Она грустно отстранилась.
— Неправда. Я некрасива.
И впрямь — была она некрасива, он ясно видел это. Но кощунственным казалось равнять ее — даже самым беглым воспоминаньем! — с красавицами, которыми обольщался когда-то. То было иное царство, и царствованье иное, недоброе, — и, мнится, даже столетье другое…
Ныне сердце пленяют сокровища иные — небесные, бесценные… Боже, как дивно полны ее глаза матовыми отсветами играющей влаги! Звездным мерцаньем полны ее бездонные глаза!
— Я некрасива, — повторила она обиженно и требовательно.
— "Есть что-то в ней, что красоты прекрасней", — напомнил он, беря ее теплую руку.
— "Что говорит не с чувствами — с душой", — досказала Настенька. — Спасибо, мой друг. Но ты писал и другое.
— Что? — встревоженно спросил он.
— "Обмена тайных дум не будет между нами", — прошептала Настасья Львовна.
— Но это писано давно! — Он с жаром поднес ее руку к губам. — Это было до тебя — и, следственно, как бы и вовсе не было. Этому полуюношескому пророчеству никогда не суждено, будет сбыться!
Они побрели руслом пересохшего ручья. Зеленый сумрак колыхался вокруг, и они шли как бы по дну кротко плещущего лесного озера. Очарованье безмолвного счастья и таинственной печали окружало и вело их, как теплая медленная вода.
Александра Федоровна подняла от кроватки, качающейся на круглых полозках, скорбно улыбающееся лицо:
— Вылитая моя маман. — Она вздохнула. — Точь-в-точь feu ma mХre [120]
.Настасья Львовна кивнула вежливо и нахмурилась.
Румяный казачок с желтыми патронами на груди поставил на стол берестяной кузовок с малиной.
Евгений, отсыпав на ладонь горсть, с улыбкой поднес ягоды жене.
Настенька брала ягоды по одной, осторожничая: смерть как боялась червяков.
Явился Серж; шумно понюхал воздух и жадно накинулся на малину. Александра Федоровна присела рядом, взяла две ягодки и с чувством препроводила их в рот.
— У нас в медико-хирургической академии есть секционная зала, — ухмыльнувшись, молвил Серж.

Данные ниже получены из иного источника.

PR #4652, opened 2022-09-16
fix tagless

nevermore3:
## What type of PR is this?
- [ ] bug
- [x] feature
- [ ] enhancement

#### Description:

getProp interface's behave is 

before tagless
1、  if <vid + tag> exists in kvstore return value  else 2
2、 if vid exisits in tagless vids return value else return nothing

after tagless
1、if <vid+tag> exists in kvstore return value else return nothing

When attribute clipping, if there is no specified tag at the  vertex, all tags in the schema need to be added

## Checklist:
Tests:
- [ ] Function test
- [ ] Performance test
- [ ] N/A

Affects:

## Release notes:

> ex. Fixed the bug .....


jievince (approved):

shanlai:
the following cases still fail:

— Qu'est-ce que c'est? [121]
— кротко спросила маман.— Туда мертвецов приволакивают. А мы их препарируем, — отвечал Серж, набивая румяный рот и сочно чавкая. — Прихожу как-то зимой. Холод, тьма — могила! Вынимаю из чемодана набор препаровочных инструментов…
— Каких? — заинтересовалась маменька и приложила пальцы к уху.
— Препаровочных. Трупы которыми режут.
— Mon Dieu… — Александра Федоровна перекрестилась и поднялась со стула.